Interview with creator of Nginx, Igor Sysoev - rehack
http://www.webhostingskills.com/open_source/articles/interview_with_creator_of_nginx_igor_sysoev
======
EvanMiller
Igor has been one of my programmer heroes for many years now, and I'm glad to
learn more about his background through this article. The reading's a bit
tough, as many verbs appear to be missing and a few Russian words remain
untranslated. Some interesting takeaways:

* Igor wrote Nginx while working as a sysadmin for Rambler. Classic bottom-up innovation: he could see Apache's shortcomings in a very up-close and personal way. This also explains why Rambler does not hold the copyright on Nginx (see the end of the interview).

* He is quite modest when comparing Nginx to other web servers. This reflects well on his character, but perhaps has "slowed" the adoption of Nginx. It's clear from this article that Igor is an engineer, not a salesman. I find this to be refreshing in an era when many open-source projects seem to achieve adoption by being the loudest, rather than by being the best.

* Igor put off starting a company until there was just too much work for him to do alone. I liked this quote: "I rarely change my life direction: for example, [before] Rambler, I spent seven years working for a company, [and at] Rambler, I also worked for ten years. Change is hard for me. But, nevertheless, by the spring of this year, I did finally decide to found a company that would help the further development of the project."
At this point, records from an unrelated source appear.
PR #263, opened 2026-09-10
tofd: only subscribe to the stream that was asked for

Nixxx19:
noticed tofd subscribes a connection to both streams before it even reads the request, so receiver_count is really just counting connections. ask for the imu and you're holding a depth receiver too.

moved the subscribe into the match arms so you only get the one you asked for.

nothing reads that count today so no behaviour change, but it'd be wrong for anything that did. test checks the counts over a real socket.


pierre-rouanet (approved):
Correct and narrow — the count this fixes is the one `mediad/src/detect.rs:201` and `robotd/src/main.rs:3089` already gate work on, so tofd was the odd one out even though nothing reads its count today.

One thing to fix in the body: "no behaviour change" is not quite true. Under the old code the receiver existed from accept, so a client could be handed frames buffered between connecting and asking. Now it starts at the subscribe. That is an improvement — a live depth stream wants current frames, not a stale burst — but it is a change, and the body should name it rather than claim none.

Nothing blocking. Happy for this to go in with the body amended.

PR #266, opened 2026-09-10
mediad: a websocket for programs, next to the datachannel for people

Nixxx19:
architecture.md §5.3 says an agent shouldn't have to go through webrtc for control: it doesn't want a 30fps h264 track to decode, it wants a frame every second or two and a state blob. and remote-webrtc.md §12 has the websocket surface on the deferred list as "a few dozen lines once §5's routing exists".

§5's routing exists now, so here it is. it's at /agent on the port the console is already served from.

turned out to be smaller than i expected because session::run already takes a pair of String channels and doesn't know what carries them. so the whole transport is pumping text frames into one and out of the other, and everything else is the code that was already there.

the part i think matters: it's the same api, not a second one. a line arriving on the socket goes through session::run against the same route table the datachannel uses, so what an agent can call is what a console peer can call, decided in one place. you can't add a method to one transport and not the other.

one thing that fell out: route::refusal said "not available over WebRTC", which is now wrong for half the callers. it says "over this transport" instead.

test opens a real websocket against the real router, checks hello comes back, checks a permitted call reaches robotd and a refused one is refused.

rebased on main: the console, /frame and /agent share the one listener now, and the snapshot test builds the router the same way.

cargo test -p mediad, clippy with -D warnings and fmt are green on linux. mediad is linux-only so a mac skips it.

### DIFF
--- a/docs/design/architecture.md
+++ b/docs/design/architecture.md
@@ -422,6 +422,11 @@ Same API behind all of them. "Run an LLM on a server that controls the robot"
 becomes: open a WebSocket, poll a frame, send intents — a few dozen lines, no
 media stack. That is what makes it genuinely easy.
 
+`mediad::agent` is that socket, at `/agent` on the port the console is already
+served from. Same API is not a promise here, it is the implementation: a line
+arriving there runs through `session::run` against `route`, which is the same
+dispatcher and the same table the datachannel uses.
+
 Note also that LLM latency (hundreds of ms to seconds) means the agent is a
 **high-level** controller: "go to the kitchen", "look at the person". Reactive
 control stays local in `robotd`. This is the correct split regardless of
--- a/docs/design/remote-webrtc.md
+++ b/docs/design/remote-webrtc.md
@@ -571,10 +571,12 @@ along with a transport. `remote-access-design.md` §9 carries it as open.
 
 ## 12. Deferred, with reasons
 
-- **A WebSocket surface for server-side programs** (`architecture.md` §5.3). Same JSON-RPC, no
-  media stack, `get_frame` returning a JPEG. It is a few dozen lines once §5's routing exists, and
-  it is what makes "an LLM drives the robot" easy — but it is a second transport and the first one
-  should work.
+- ~~**A WebSocket surface for server-side programs**~~ — built. `mediad::agent` serves it at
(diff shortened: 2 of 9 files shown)


pierre-rouanet:
Thanks. The code is well built: it reuses `session::run`, `route` and the per-peer `Pool`, there is no new port and no second table, and it reads `Media` the way the relay's control lane does. I'm not going to merge it as it stands, though, because I don't think the project needs this transport, at least not yet. Here's the reasoning, since #271 depends on it.

**§5.3 is out of date, and this PR takes it literally.** §5.3 was written before the rendezvous control lane existed. The case it names is an LLM *on a server*, which means off the LAN. `/agent` sits on the LAN console port, so a server can only reach it through a port forward, and `remote-webrtc.md` §4 calls that a deployment mistake. The off-LAN program is already covered:

- **Control:** `mediad::relay`'s control lane together with `spaces/shared/wire.py`. It's JSON-RPC over plain HTTP/SSE with no ICE, DTLS or `aiortc`. It works from a data centre, it's authenticated at both ends by the Hugging Face account, and it's answered by the same `session::run` and the same `route` table.
- **Frames:** WebRTC by default, with `media.stream` as the fallback (`faq.md`).

What `/agent` adds is a LAN script with no account. That's a real case, but a much narrower one than the PR describes. The roadmap also asks for the SDK's transport question to be settled "before writing either".

**If a LAN transport does come back later**, these are the things I'd want with it:

- **An `Origin` check.** A browser doesn't apply same-origin rules to WebSocket connections, so any page open on a LAN laptop could connect to `ws://<robot>:8080/agent` and call whatever `route` permits, `account.logout` included. Accepting only the console's own origin, or requests with no `Origin` header (what a script sends), closes that without costing a script anything.
- **A limit on notifications, like the relay lane's `Budget`.** At the moment a subscriber that stops reading stalls its own session on a full queue.
- **One doc owning it.** The mechanism goes in `remote-webrtc.md`, `architecture.md` §5.3 gets one sentence and a link, and `faq.md` says when to use this socket rather than WebRTC. §12 should drop the item instead of striking it through.

The follow-up on our side is to rewrite `architecture.md` §5.3 so it names the rendezvous lane as the server-side agent path. On #271 I've suggested building the SDK on that lane, which removes its dependency on this PR.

* Despite having U.S. investors, Nginx's engineering team is based in Russia. One interpretation is that you don't need to be in the Valley to develop a first-rate product; you just need to be in the Valley when it's time to hustle it.

Anyway, an interesting read. Apparently this article is his first public
interview. I know Igor doesn't like publicity, but it's inspiring to read his
story.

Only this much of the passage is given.